▸ **TASK**:
Every line between the top of the data below and the line with "- [x] Make Breizhcrops", both ends included, must be retyped exactly.

[Collected data]
PR #429, opened 2025-11-03
Cleanup eval datasets and models

gabrieltseng:
- [x] Remove CropHarvest
- [x] Remove sickle 
- [x] Remove CopernicusFM
- [x] Make Breizhcrops and optional dependency
    - Example run where breizhcrops is not installed (and skipped): https://beaker.allen.ai/orgs/ai2/workspaces/earth-systems/work/01K94QVCDETSXB0KEJMMD0W11W/logs?jobId=01K94QVCNEN0934QRZQ8MFZ4Z7
    - Example run where breizhcrops is installed and runs: https://beaker.allen.ai/orgs/ai2/workspaces/earth-systems/work/01K94RJ1K4HSYZ0TN3BF6Z5N7C?taskId=01K94RJ1KR2VV2KYWS4WP4C6DT&jobId=01K94RJ1Q8JC1AXT16NAQ591T9

---

> [!NOTE]
> Remove CropHarvest/SICKLE datasets and CopernicusFM model, make BreizhCrops optional, and purge/update configs, scripts, tests, docs, and deps accordingly.
> 
> - **Evals/Datasets**:
>   - Remove `cropharvest` and `sickle` datasets, configs, paths, stats, processors, and tests; strip all references across scripts and tasks.
>   - Make `breizhcrops` optional: add runtime import guard, internal mapping refactor; update docs and pipelines accordingly.
> - **Models**:
>   - Remove CopernicusFM model, wrapper, launch script, and model enum/dispatch logic.
> - **Config/Validation**:
>   - Tighten `input_modalities` support (drop `cropharvest`/`sickle`), remove env vars/paths, and delete related entries in `minmax_stats.json` and dataset configs.
> - **Scripts/CI/Tests**:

▸ **THE ANSWER**:
PR #429, opened 2025-11-03
Cleanup eval datasets and models

gabrieltseng:
- [x] Remove CropHarvest
- [x] Remove sickle 
- [x] Remove CopernicusFM
- [x] Make Breizhcrops and optional dependency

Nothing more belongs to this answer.